Why Do Dogs Eat Grass? (The Million Dollar Question Demystified)
You might have wondered what would possess your dog to eat something like grass. The reasons are not as simple as you might expect. Here are some of the most common yet surprising reasons you favorite pooch may be indulging in the green stuff.
Inadequate Nutrition Can Play a Big Role When It Comes To Grass Eating
The nutritional needs of a dog can vary a lot based on their activity level, breed, age, and other environmental factors. Just because that bag of fancy dog food you bought says it meets national dog food standards does not mean it is right for your dog.
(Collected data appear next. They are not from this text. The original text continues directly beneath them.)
PR #388, opened 2023-12-28
Improve cachekv write performance

yzang2019:
This PR avoid the several O(N) operations to clear up the maps. Instead of looping through each item and delete them, it will be much more efficient to just reset to a new map.

Tested in loadtest cluster and get performance improved (3ms -> 0.1ms)

### DIFF
--- a/store/cachekv/store.go
+++ b/store/cachekv/store.go
@@ -68,7 +68,7 @@ func (store *Store) GetStoreType() types.StoreType {
 func (store *Store) getFromCache(key []byte) []byte {
 	if cv, ok := store.cache.Load(conv.UnsafeBytesToStr(key)); ok {
 		return cv.(*types.CValue).Value()
-	} 
+	}
 	return store.parent.Get(key)
 }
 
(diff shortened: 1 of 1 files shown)


philipsu522 (approved):

store/cachekv/store.go
```diff
@@ -135,18 +135,9 @@ func (store *Store) Write() {
 	// Clear the cache using the map clearing idiom
 	// and not allocating fresh objects.
 	// Please see https://bencher.orijtech.com/perfclinic/mapclearing/
-	store.cache.Range(func(key, value any) bool {
```
udpatil, line 138: do these maps no longer behave in the idiomatic way? I gues that makes sense as we migrated from native go maps to sync maps, but just want to confirm

udpatil (approved):

store/cachekv/store.go
```diff
@@ -135,18 +135,9 @@ func (store *Store) Write() {
 	// Clear the cache using the map clearing idiom
```
stevenlanders, line 135: (i think this comment can probably go away now - LGTM :+1:)

stevenlanders (approved):

store/cachekv/store.go
yzang2019: Yeah, there's also a mutex to protect the writes

PR #391, opened 2024-01-03
Fix memory leak due to emitting infinite events during snapshot

yzang2019:
Problem:
Currently when the wasmd snapshotter export snapshot, it will create a CacheMultiStore and use cachekv to access the historical state, which will then create a mergeIterator to iterate through key/values. In MergeIterator, everytime we access a key or value, it will emit a resource access events for "iterate" operation, but there's no limit on how many events to be emitted, so as we append more and more events to event manager during wasm snapshot, it starts to fill up the memory.

Solution:
We can completely get rid of this iterator events, that event is not useful at all. 

Tested and validated on atlantic-2


store/cachekv/mergeiterator.go
```diff
@@ -138,14 +138,12 @@ func (iter *cacheMergeIterator) Value() []byte {
 	// If parent is invalid, get the cache value.
 	if !iter.parent.Valid() {
 		value := iter.cache.Value()
-		iter.eventManager.EmitResourceAccessReadEvent("iterator", iter.storeKey, iter.cache.Key(), value)
```
yzang2019, line 141: These events are causing memory leak during snapshot creation, it should be safe to delete since those events are not being used in critical path at all

codchen (approved):

PR #394, opened 2024-01-11
Add migration handler for disabling seqno

philipsu522:
Add migration handler to add new disable seqno parameter to chain. Note that i verified that we already use default values so we can just set the params to default instead of maintaining authParamsV1 and V2
- unit tests
- upgraded local chain, ensure that bank sends work

### DIFF
--- a/x/auth/keeper/v2_to_v3_test.go
+++ b/x/auth/keeper/v2_to_v3_test.go
@@ -1,0 +1,28 @@
+package keeper_test
+
+import (
+	"github.com/cosmos/cosmos-sdk/x/auth/keeper"
+	"github.com/cosmos/cosmos-sdk/x/auth/types"
+	"github.com/stretchr/testify/require"
+	"testing"
+)
+
+func TestMigrate2to3(t *testing.T) {
+	app, ctx := createTestApp(true)
+
+	prevParams := types.Params{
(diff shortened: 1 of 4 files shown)


x/params/types/subspace.go
```diff
@@ -219,6 +219,7 @@ func (s Subspace) Update(ctx sdk.Context, key, value []byte) error {
 // in the ParamSetPair by calling Subspace#Get.
 func (s Subspace) GetParamSet(ctx sdk.Context, ps ParamSet) {
 	for _, pair := range ps.ParamSetPairs() {
+		fmt.Printf("PSUDEBUG - pairs: %s\n", pair)
```
yzang2019, line 222: Shall we remove this?

x/auth/keeper/v2_to_v3_test.go
```diff
@@ -0,0 +1,28 @@
+package keeper_test
+
+import (
+	"github.com/cosmos/cosmos-sdk/x/auth/keeper"
+	"github.com/cosmos/cosmos-sdk/x/auth/types"
+	"github.com/stretchr/testify/require"
+	"testing"
+)
+
+func TestMigrate2to3(t *testing.T) {
```
yzang2019, line 10: nice!

yzang2019 (approved):

PR #398, opened 2024-01-18
Occ enabled cfg

udpatil:
This adds `occ-enabled` as a config for baseapp to control whether to execute transactions with OCC parallelism.

Tested on sei-chain


stevenlanders:
Does setting to false work?  (does it see that as an explicit override to false or does  the default of `true` win because false is a default bool value and looks unset?)

udpatil:
yeah, it reads a false value specifically if we change the config value to false

stevenlanders (approved):

PR #401, opened 2024-01-23
fix(baseapp): Ensure Panic Recovery in Prepare & Process Handlers

alexanderbez:
## Changelog

* Ensure we have panic recovery handlers in `PrepareProposal` and `ProcessProposal`.


yzang2019 (approved):
LGTM

PR #443, opened 2024-02-27
Amplify cosmos tx priority

codchen:
Since EVM transactions specify gas price in unit of wei, we have started representing priority of EVM transactions in wei-per-gas. In order for cosmos transactions' priority to be comparable with EVM transactions', we would like to use the same unit for priority here as well. Hence in this PR we amplify cosmos transaction priority by 10^12 (if the original priority is based on the base denom aka usei)

unit test

### DIFF
--- a/x/auth/ante/validator_tx_fee.go
+++ b/x/auth/ante/validator_tx_fee.go
@@ -8,6 +8,8 @@ import (
 	paramskeeper "github.com/cosmos/cosmos-sdk/x/params/keeper"
 )
 
+var BaseDenomGasPriceAmplfier = sdk.NewInt(1_000_000_000_000)
+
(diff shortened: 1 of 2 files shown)


jewei1997 (approved):
LGTM!

jewei1997:
Just FYI seeing this on a cosmos bank send with this cmd:
```
seid tx bank send $(seid keys show admin -a) sei1m9qugvk4h66p6hunfajfg96ysc48zeq4m0d82c 1usei --fees 20000usei -b block -y
```

this is my output:
```
c.Amount is 20000 BaseDenomGasPriceAmplfier is 1000000000000 gas is 200000
gasPrice is 100000000000 <- 10^11
priority is 100000000000 <- 10^11
```

PR #452, opened 2024-03-05
[OCC] Add sync fallback for high incarnation counts

stevenlanders:
- If incarnation exceeds a threshold, revert to synchronous as a safety net
- Appends dependencies to list rather than replace to avoid forgetting old deps

- High conflict test no longer takes a longer time to run

### DIFF
--- a/tasks/scheduler.go
+++ b/tasks/scheduler.go
@@ -287,8 +287,8 @@ func (s *scheduler) ProcessAll(ctx sdk.Context, reqs []*sdk.DeliverTxEntry) ([]t
 
 	toExecute := tasks
 	for !allValidated(tasks) {
-		// if the max incarnation > 5, we should revert to synchronous
-		if s.maxIncarnation > maximumIncarnation {
+		// if the max incarnation >= 5, we should revert to synchronous
+		if s.maxIncarnation >= maximumIncarnation {
 			// process synchronously
 			s.synchronous = true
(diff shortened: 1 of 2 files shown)


tasks/scheduler.go
```diff
@@ -193,15 +206,25 @@ func (s *scheduler) tryInitMultiVersionStore(ctx sdk.Context) {
 	s.multiVersionStores = mvs
 }
 
-func indexesValidated(tasks []*deliverTxTask, idx []int) bool {
-	for _, i := range idx {
+func dependenciesValidated(tasks []*deliverTxTask, deps map[int]struct{}) bool {
+	for i := range deps {
```
udpatil, line 210: does the order of this validation matter? map iteration isn't guaranteed in order so if it does we should make a slice + sort first

tasks/scheduler_test.go
```diff
@@ -176,7 +168,7 @@ func TestProcessAll(t *testing.T) {
 		{
 			name:      "Test every tx accesses same key",
 			workers:   50,
-			runs:      1,
+			runs:      5,
```
udpatil, line 171: did we also want to make an assertion for this test that maxIteration is like 6 or something?

tasks/scheduler.go
stevenlanders: it does not matter because all must be validated to move forward

udpatil (approved):

PR #454, opened 2024-03-08
Fix indexesValidated and PrefillEstimates to operate on absolute idx

udpatil:
This is one component that was missed when refactoring to use absolute indices for EVM changes. This change refactors such that prefill estimates will appropriately fill the estimates by absolute Index and indexes validated will similarly check via absolute indices instead of relative.

Existing unit tests + loadtesting

### DIFF
--- a/tasks/scheduler.go
+++ b/tasks/scheduler.go
@@ -92,6 +92,7 @@ type scheduler struct {
 	workers            int
 	multiVersionStores map[sdk.StoreKey]multiversion.MultiVersionStore
 	tracingInfo        *tracing.Info
+	allTasksMap        map[int]*deliverTxTask
 	allTasks           []*deliverTxTask
 	executeCh          chan func()
 	validateCh         chan func()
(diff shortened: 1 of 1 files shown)


tasks/scheduler.go
```diff
@@ -219,12 +225,12 @@ func allValidated(tasks []*deliverTxTask) bool {
...
 func (s *scheduler) PrefillEstimates(reqs []*sdk.DeliverTxEntry) {
 	// iterate over TXs, update estimated writesets where applicable
-	for i, req := range reqs {
+	for _, req := range reqs {
 		mappedWritesets := req.EstimatedWritesets
 		// order shouldnt matter for storeKeys because each storeKey partitioned MVS is independent
 		for storeKey, writeset := range mappedWritesets {
 			// we use `-1` to indicate a prefill incarnation
-			s.multiVersionStores[storeKey].SetEstimatedWriteset(i, -1, writeset)
+			s.multiVersionStores[storeKey].SetEstimatedWriteset(req.AbsoluteIndex, -1, writeset)
```
philipsu522, line 233: would it be easy to add a unit test for this?

philipsu522 (approved):

tasks/scheduler.go
udpatil: yeah, good point, we have a simple unit test to assert the proper values in the MultiVersionStore, I'll add one in

yzang2019 (approved):

stevenlanders (approved):

PR #464, opened 2024-03-19
Fix DeleteAll for CacheKV/MultiVersionKV so that all keys are properly deleted

codchen:
If we have a cacheKV that has a dirty cache of 1->a and a parent with an entry 2->b, the previous implementation of `DeleteAll` would only call cacheKV.Delete on key 1 but not affecting 2 at all (i.e. if someone queries key 2 on the cacheKV they would still get `b`, but the expectation is for 2 to be deleted as appearing on the cacheKV level). This PR fixes that by first getting all the keys to be (marked as) deleted recursively and then delete all those keys one-by-one; note that this recursion should be fairly efficient since it's not subject to the exponential latency that merge iterators have.

This PR also fixed DeleteAll for `mvkv` so that it doesn't actually touch parent store's value but only change the writeset (as a single `Delete` would have done).

unit test

### DIFF
--- a/store/multiversion/mvkv.go
+++ b/store/multiversion/mvkv.go
@@ -316,7 +316,28 @@ func (v *VersionIndexedStore) VersionExists(version int64) bool {
 }
 
 func (v *VersionIndexedStore) DeleteAll(start, end []byte) error {
-	return v.parent.DeleteAll(start, end)
+	for _, k := range v.GetAllKeyStrsInRange(start, end) {
+		v.Delete([]byte(k))
+	}
+	return nil
+}
+
+func (v *VersionIndexedStore) GetAllKeyStrsInRange(start, end []byte) (res []string) {
+	keyStrs := map[string]struct{}{}
+	for _, pk := range v.parent.GetAllKeyStrsInRange(start, end) {
+		keyStrs[pk] = struct{}{}
+	}
+	for k, val := range v.writeset {
+		if val == nil {
+			delete(keyStrs, string(k))
+		} else {
+			keyStrs[string(k)] = struct{}{}
+		}
+	}
+	for k := range keyStrs {
+		res = append(res, k)
+	}
+	return res
 }
 
 // GetStoreType implements types.KVStore.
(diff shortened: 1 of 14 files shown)


store/multiversion/mvkv.go
```diff
@@ -316,7 +316,28 @@ func (v *VersionIndexedStore) VersionExists(version int64) bool {
...
+		v.Delete([]byte(k))
+	}
+	return nil
+}
+
+func (v *VersionIndexedStore) GetAllKeyStrsInRange(start, end []byte) (res []string) {
+	keyStrs := map[string]struct{}{}
+	for _, pk := range v.parent.GetAllKeyStrsInRange(start, end) {
+		keyStrs[pk] = struct{}{}
+	}
```
udpatil, line 329: we need to also consider the multiVersionStore when getting all the keys in range, since earlier txs potentially may have written within the range or deleted keys within the range, both of which should affect the result of this function. As such, we would also need to update readsets here, right? we should add all of these keys read both from parent OR from multiversion store to the readset so that the DeleteAll is properly backed by an updated readset representing the accesses of those keys / values

udpatil: actually, we should do something like iterateset in this case, because the keys that are accessed within the range is important here

udpatil: I think the easiest solution in this case (perhaps not the most optimal but should be correct) would be to create an Iterator within deleteAll, iterate over the whole iterator collecting keys, and THEN call delete on each one. Then you get the iteration safety out of the box

udpatil (changes requested):
updated comments from the earlier review clarifying further what needs to change in DeleteAll for OCC correctness

store/multiversion/mvkv_test.go
```diff
@@ -474,3 +474,28 @@ func TestRemoveLastEntry(t *testing.T) {
...
+		"key2": []byte("value8"),
+		"key3": nil,
+	})
+	mvs.SetWriteset(2, 1, map[string][]byte{
+		"key4": nil,
+	})
+	vis.Set([]byte("key5"), []byte("value7"))
+	vis.Delete([]byte("key6"))
+	require.Equal(t, []string{"key1", "key2", "key4", "key5"}, vis.GetAllKeyStrsInRange(nil, nil))
+}
```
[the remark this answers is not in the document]
codchen: added

PR #465, opened 2024-03-19
Rework abort handling to not be dependent on extracting codes from delivertx errors

udpatil:
This should appropriately allow for cases where panics are recovered and swallowed earlier because we now simply use the panic to abort execution, and detect that an abort occurred by reading the abort channel as the source of truth

Scheduler tests, and need to test alongside atlantic-2


stevenlanders (approved):
If not panicking, as long as there can only be a limited number of aborts (e.g., size of stores list), this is fine, otherwise the deliverTx may hang and we may have to go back to the `async deliverTx while draining abort channel` shape.

PR #468, opened 2024-03-20
[OCC] if no txs, avoid scheduler overhead, limit tasks

stevenlanders:
- avoids scheduler if no txs (mainly for gassless situations)
- limits tasks to the min(task count, workers)

- unit tests and load testing

### DIFF
--- a/baseapp/abci.go
+++ b/baseapp/abci.go
@@ -252,18 +252,22 @@ func (app *BaseApp) CheckTx(ctx context.Context, req *abci.RequestCheckTx) (*abc
 // DeliverTxBatch executes multiple txs
 func (app *BaseApp) DeliverTxBatch(ctx sdk.Context, req sdk.DeliverTxBatchRequest) (res sdk.DeliverTxBatchResponse) {
 	responses := make([]*sdk.DeliverTxResult, 0, len(req.TxEntries))
-	// avoid overhead for empty batches
-	if len(req.TxEntries) > 0 {
-		scheduler := tasks.NewScheduler(app.concurrencyWorkers, app.TracingInfo, app.DeliverTx)
-		txRes, err := scheduler.ProcessAll(ctx, req.TxEntries)
-		if err != nil {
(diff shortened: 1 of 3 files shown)


baseapp/abci.go
```diff
@@ -252,18 +251,18 @@ func (app *BaseApp) CheckTx(ctx context.Context, req *abci.RequestCheckTx) (*abc
...
-	scheduler := tasks.NewScheduler(app.concurrencyWorkers, app.TracingInfo, app.DeliverTx)
-	// This will basically no-op the actual prefill if the metadata for the txs is empty
-
-	// process all txs, this will also initializes the MVS if prefill estimates was disabled
-	txRes, err := scheduler.ProcessAll(ctx, req.TxEntries)
-	if err != nil {
-		// TODO: handle error
-	}
-
 	responses := make([]*sdk.DeliverTxResult, 0, len(req.TxEntries))
```
udpatil, line 254: is it safe to create a slice with capacity 0? i think its probably fine but just checking

baseapp/abci.go
```diff
@@ -252,18 +251,18 @@ func (app *BaseApp) CheckTx(ctx context.Context, req *abci.RequestCheckTx) (*abc
...
-	for _, tx := range txRes {
-		responses = append(responses, &sdk.DeliverTxResult{Response: tx})
+	// avoid overhead for empty batches
+	if len(req.TxEntries) > 0 {
```
udpatil, line 256: nit: slight preference for defensive checks with early return as opposed to nested ifs

udpatil (approved):

baseapp/abci.go
stevenlanders: good point - that's idiomatic golang

baseapp/abci.go
stevenlanders: yes it's safe (just didn't want it to be nil for marshaling reasons, which would be idiomatic golang)

PR #2024, opened 2020-04-10
AB Testing

romanchyla:
As can be seen here, the changes are kinda minimal - I'm however expecting experiments.js to evolve quite a bit. 
As for the location of the analytics.js -- when retrieved from /analytics/analytics.js then it is going to use our proxy; which will get deployed soon (it already is on dev) -- but multiple targets suggest that require will proceed onto loading the second target if the first is not avaialbe (i haven't tested it though)


src/js/components/experiments.js
```diff
@@ -1,52 +1,47 @@
...
+      this.toggleOptimize();
+      // var self = this;
+      // setTimeout(function() {self.toggleOptimize(), 1000}); // won't be necessary if I knew what event to listen to...
+    },
 
-    return Experiments;
-});
\ No newline at end of file
+    toggleOptimize: function() {
+      const dataLayer = window.dataLayer;
```
thostetler, line 30: Assuming `dataLayer` is a global property.  If not we can amend this then.

PR #2065, opened 2020-08-20
classic-form: add support for query params

thostetler:
Adds support for the following query params:

`collection` and `property`

can be used like this:

`/classic-form?collection=general,physics,astronomy&property=refereed,article`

A lack of fiber in the diet is sometimes the cause, but it can also be due to a lack of vitamins and minerals. A veterinarian can run a series of tests like that described by Dr. Patty Kuhly of Vetstreet.
It is important to remember that dogs are not just carnivores. Canines have always eaten some level of vegetable matter. In modern society, grass is the most common green matter available, so they eat it.
Dogs will pick out fruit and berries in nature. If you go berry picking, don't be surprised when your dog eats berries that are within reach.
There are increasing numbers of pet owners who are choosing to cook and blend their own pet foods. While it is a noble cause to want to provide a good diet for you dog, it is important to make sure that what you are feeding them is actually nutritionally complete.
Boredom and Loneliness Can Lead To Obsessive Behaviors
People and dogs can do some pretty silly things when they are bored. Providing fun activities and spending time with your canine companion can curb some of their appetite for grass.
Puppies and energetic breeds of dogs are particularly prone to grass eating behavior. Over time, you may notice that your dog stops grazing as much as they did after they get a bit older.
If you have to leave your dog by themselves very often, they may be experiencing separation anxiety or loneliness. This type of doggy depression is one reason so many people have two dogs.
Some breeds of dogs are more prone to separation anxiety than others. If you have a breed that is prone to nervousness, then you need to offer even more activities and comfort than with a more indifferent breed.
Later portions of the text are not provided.